**Records for this task:**
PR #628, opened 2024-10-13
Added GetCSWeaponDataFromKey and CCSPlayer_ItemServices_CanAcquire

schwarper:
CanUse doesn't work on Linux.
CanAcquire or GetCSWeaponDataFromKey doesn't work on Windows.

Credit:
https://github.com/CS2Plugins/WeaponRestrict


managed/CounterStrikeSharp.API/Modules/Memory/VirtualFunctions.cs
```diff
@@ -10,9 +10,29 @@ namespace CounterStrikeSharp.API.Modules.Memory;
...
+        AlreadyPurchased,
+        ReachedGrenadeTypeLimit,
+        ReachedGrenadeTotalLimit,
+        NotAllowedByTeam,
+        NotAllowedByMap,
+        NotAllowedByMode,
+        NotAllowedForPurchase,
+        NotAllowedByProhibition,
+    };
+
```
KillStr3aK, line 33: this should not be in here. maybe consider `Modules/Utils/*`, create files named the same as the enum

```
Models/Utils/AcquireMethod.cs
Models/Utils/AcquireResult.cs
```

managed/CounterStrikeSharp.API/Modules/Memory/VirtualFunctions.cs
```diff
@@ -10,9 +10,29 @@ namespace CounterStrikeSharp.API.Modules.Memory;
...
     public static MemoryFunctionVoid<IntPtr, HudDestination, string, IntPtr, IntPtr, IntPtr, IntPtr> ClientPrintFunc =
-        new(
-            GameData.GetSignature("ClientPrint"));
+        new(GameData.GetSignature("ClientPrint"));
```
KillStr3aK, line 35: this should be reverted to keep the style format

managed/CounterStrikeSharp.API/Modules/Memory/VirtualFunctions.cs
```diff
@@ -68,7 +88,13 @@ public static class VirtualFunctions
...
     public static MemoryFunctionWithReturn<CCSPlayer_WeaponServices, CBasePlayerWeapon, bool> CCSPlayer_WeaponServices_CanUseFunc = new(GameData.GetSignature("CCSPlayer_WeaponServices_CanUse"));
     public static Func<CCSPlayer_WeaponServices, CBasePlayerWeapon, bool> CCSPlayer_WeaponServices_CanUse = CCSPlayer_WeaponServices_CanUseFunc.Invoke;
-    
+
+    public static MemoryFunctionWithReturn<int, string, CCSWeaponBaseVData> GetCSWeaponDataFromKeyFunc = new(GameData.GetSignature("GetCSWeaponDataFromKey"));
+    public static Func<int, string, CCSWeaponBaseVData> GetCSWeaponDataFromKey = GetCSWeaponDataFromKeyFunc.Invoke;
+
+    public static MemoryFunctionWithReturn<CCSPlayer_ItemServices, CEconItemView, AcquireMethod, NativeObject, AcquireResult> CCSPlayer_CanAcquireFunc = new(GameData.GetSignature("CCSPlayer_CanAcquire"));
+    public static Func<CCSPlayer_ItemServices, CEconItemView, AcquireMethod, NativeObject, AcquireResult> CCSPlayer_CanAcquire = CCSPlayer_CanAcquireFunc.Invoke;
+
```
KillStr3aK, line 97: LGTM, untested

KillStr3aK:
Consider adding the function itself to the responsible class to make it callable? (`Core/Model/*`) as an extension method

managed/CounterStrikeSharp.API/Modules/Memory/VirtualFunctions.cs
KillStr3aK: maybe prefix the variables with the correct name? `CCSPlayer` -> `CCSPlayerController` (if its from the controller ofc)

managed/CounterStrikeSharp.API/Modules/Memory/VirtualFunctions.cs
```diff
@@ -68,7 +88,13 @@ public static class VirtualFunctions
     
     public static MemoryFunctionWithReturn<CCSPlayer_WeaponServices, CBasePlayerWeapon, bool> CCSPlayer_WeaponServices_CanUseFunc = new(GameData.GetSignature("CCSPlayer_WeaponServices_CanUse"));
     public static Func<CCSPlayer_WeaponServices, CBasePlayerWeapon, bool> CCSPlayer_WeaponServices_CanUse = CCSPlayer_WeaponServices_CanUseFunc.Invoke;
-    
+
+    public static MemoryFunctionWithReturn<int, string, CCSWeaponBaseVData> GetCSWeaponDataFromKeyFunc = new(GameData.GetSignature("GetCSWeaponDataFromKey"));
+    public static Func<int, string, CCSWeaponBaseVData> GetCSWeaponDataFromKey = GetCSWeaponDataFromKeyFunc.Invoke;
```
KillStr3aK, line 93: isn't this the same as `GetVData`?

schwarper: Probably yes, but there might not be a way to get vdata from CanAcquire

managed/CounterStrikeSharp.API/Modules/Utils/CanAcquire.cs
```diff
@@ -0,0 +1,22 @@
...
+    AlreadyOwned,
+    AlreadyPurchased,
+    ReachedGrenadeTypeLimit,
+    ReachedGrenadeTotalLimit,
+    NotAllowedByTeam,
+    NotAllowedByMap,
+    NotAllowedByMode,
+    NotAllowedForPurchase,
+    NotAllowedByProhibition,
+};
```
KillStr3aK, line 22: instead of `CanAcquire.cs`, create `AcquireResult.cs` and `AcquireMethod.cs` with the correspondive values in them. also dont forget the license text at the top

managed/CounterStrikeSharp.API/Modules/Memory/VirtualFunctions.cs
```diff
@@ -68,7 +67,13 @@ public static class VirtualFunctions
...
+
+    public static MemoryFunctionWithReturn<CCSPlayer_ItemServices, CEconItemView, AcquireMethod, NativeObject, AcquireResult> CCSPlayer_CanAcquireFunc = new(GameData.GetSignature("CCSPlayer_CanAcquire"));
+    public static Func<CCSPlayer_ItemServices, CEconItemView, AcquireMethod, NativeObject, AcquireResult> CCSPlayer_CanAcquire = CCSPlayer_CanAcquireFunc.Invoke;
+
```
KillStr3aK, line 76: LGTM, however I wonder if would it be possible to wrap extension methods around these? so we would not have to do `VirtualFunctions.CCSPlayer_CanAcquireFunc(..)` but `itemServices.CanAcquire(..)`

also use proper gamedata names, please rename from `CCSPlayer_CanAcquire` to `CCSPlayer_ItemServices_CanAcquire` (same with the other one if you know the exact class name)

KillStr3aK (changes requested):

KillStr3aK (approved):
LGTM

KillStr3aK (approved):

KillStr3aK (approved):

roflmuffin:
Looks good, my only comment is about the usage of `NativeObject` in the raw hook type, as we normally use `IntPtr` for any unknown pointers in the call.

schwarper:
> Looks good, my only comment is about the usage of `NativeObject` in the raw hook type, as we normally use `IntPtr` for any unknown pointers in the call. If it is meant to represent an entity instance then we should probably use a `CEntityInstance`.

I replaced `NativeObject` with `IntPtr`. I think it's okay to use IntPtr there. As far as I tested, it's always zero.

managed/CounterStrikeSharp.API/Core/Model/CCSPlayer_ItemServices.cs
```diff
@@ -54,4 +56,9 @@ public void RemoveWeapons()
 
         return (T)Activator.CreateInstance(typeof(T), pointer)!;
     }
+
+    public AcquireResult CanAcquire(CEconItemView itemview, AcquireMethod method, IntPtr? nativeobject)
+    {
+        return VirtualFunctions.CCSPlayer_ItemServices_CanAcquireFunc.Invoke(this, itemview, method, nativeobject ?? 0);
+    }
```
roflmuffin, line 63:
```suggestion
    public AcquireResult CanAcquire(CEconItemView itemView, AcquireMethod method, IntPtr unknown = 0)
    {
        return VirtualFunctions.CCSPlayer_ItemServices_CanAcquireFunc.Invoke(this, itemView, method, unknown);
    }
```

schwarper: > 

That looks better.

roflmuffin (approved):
==
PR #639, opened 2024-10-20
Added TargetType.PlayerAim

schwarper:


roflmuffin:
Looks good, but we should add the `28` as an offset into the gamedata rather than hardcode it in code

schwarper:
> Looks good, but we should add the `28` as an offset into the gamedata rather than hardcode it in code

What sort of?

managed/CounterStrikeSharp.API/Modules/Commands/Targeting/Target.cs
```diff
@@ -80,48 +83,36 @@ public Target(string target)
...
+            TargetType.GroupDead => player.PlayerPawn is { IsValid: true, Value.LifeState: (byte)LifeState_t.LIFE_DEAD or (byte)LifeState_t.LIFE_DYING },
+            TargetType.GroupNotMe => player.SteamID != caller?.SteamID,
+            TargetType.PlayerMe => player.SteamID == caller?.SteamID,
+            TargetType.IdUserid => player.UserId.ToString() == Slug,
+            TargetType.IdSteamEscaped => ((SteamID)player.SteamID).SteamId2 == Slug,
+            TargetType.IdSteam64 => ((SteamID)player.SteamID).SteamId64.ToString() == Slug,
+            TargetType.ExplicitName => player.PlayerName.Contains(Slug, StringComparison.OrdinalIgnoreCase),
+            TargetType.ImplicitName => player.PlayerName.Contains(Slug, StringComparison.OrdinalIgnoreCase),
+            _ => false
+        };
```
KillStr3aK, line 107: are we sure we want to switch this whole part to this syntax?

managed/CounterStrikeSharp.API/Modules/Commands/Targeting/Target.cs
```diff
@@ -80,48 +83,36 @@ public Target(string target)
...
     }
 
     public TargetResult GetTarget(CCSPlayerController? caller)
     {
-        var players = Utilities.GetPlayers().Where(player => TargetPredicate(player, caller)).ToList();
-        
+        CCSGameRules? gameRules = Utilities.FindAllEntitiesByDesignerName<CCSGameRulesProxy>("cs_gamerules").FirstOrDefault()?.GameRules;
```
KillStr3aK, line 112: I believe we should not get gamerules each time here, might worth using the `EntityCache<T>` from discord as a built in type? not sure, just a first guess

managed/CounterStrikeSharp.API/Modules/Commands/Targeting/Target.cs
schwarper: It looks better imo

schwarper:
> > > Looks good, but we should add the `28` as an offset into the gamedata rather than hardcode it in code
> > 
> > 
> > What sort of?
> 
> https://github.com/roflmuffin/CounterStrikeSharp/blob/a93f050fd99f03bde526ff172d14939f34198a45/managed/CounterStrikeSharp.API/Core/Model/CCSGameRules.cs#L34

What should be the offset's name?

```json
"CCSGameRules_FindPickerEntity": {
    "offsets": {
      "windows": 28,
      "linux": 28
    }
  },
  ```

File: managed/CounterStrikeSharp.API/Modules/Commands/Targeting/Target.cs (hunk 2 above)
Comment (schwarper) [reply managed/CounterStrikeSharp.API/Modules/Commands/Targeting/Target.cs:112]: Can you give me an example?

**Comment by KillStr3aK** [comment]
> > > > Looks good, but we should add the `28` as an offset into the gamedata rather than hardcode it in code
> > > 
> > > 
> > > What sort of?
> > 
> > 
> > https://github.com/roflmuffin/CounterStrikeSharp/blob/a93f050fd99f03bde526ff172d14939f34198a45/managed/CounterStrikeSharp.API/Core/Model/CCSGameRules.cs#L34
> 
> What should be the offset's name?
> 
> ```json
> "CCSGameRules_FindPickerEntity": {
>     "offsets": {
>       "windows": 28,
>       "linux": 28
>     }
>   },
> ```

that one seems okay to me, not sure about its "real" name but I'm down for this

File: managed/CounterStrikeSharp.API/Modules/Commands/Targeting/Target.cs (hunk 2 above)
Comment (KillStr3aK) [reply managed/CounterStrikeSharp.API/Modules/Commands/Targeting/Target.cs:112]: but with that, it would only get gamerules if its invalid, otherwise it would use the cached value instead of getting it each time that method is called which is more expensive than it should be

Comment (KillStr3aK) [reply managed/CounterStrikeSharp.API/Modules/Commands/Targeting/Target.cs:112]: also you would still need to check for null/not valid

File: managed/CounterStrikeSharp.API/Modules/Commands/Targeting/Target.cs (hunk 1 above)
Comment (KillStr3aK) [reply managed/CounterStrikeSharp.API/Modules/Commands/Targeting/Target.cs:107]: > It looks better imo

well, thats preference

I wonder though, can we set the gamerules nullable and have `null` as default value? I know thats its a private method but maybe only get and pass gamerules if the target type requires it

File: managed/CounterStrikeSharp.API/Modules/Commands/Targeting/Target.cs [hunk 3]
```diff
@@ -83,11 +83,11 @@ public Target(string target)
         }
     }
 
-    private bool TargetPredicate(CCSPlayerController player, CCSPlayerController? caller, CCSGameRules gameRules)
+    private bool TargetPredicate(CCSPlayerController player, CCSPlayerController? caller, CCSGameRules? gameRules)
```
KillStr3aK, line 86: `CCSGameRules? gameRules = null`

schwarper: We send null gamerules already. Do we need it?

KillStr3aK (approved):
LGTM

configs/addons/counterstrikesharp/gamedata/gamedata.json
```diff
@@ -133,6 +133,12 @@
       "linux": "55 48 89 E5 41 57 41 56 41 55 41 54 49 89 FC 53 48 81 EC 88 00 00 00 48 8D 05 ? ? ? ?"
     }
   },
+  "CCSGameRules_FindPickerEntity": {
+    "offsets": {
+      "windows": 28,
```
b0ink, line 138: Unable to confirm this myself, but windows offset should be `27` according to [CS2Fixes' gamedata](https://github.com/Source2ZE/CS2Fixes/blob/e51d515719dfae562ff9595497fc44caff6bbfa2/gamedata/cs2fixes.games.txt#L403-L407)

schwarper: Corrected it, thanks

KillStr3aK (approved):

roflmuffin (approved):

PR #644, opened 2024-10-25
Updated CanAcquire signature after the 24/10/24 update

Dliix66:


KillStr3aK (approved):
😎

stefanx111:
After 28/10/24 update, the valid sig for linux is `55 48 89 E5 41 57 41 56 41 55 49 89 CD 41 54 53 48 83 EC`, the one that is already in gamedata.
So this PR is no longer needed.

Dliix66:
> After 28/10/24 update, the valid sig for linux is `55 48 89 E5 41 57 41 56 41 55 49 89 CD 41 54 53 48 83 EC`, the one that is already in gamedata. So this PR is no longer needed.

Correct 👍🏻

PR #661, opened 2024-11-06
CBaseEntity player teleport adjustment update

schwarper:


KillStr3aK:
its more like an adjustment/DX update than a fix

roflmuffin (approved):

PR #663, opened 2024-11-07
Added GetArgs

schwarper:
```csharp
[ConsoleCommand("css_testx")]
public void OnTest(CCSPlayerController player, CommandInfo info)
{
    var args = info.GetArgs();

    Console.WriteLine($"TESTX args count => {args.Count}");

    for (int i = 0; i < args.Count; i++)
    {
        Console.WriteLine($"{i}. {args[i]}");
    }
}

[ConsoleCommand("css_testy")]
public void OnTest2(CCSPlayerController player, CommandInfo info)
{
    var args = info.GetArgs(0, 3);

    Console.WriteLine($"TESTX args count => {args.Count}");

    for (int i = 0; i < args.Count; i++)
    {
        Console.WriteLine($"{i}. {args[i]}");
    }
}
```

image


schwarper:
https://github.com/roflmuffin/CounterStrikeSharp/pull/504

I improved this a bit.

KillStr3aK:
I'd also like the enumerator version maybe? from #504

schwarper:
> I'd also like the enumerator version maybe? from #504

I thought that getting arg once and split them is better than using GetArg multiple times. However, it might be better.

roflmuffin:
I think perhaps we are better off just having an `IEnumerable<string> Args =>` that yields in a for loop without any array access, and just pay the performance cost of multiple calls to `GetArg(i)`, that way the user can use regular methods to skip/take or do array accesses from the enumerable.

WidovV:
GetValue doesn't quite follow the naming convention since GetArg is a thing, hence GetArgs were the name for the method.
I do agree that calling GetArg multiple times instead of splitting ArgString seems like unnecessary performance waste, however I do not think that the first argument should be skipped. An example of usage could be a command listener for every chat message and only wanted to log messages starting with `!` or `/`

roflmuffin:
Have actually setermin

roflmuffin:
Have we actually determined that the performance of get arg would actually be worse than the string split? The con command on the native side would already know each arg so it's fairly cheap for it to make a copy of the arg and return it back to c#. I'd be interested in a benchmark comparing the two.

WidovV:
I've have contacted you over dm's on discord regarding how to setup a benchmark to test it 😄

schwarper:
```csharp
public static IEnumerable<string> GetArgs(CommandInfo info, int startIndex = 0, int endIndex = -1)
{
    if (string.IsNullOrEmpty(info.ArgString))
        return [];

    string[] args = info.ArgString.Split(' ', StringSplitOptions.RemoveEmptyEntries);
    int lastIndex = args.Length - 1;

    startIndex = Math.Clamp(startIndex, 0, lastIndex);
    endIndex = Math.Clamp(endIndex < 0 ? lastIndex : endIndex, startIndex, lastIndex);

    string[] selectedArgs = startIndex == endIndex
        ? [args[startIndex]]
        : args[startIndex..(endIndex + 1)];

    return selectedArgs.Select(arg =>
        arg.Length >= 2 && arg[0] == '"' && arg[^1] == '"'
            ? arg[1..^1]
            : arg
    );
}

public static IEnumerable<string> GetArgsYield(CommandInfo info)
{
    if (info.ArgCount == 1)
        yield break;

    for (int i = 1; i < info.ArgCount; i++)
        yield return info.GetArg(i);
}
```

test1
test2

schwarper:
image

**Required work:** Determine how many lines of the listing include the word "hardcode" and report nothing but the number.

**The completed task:** 4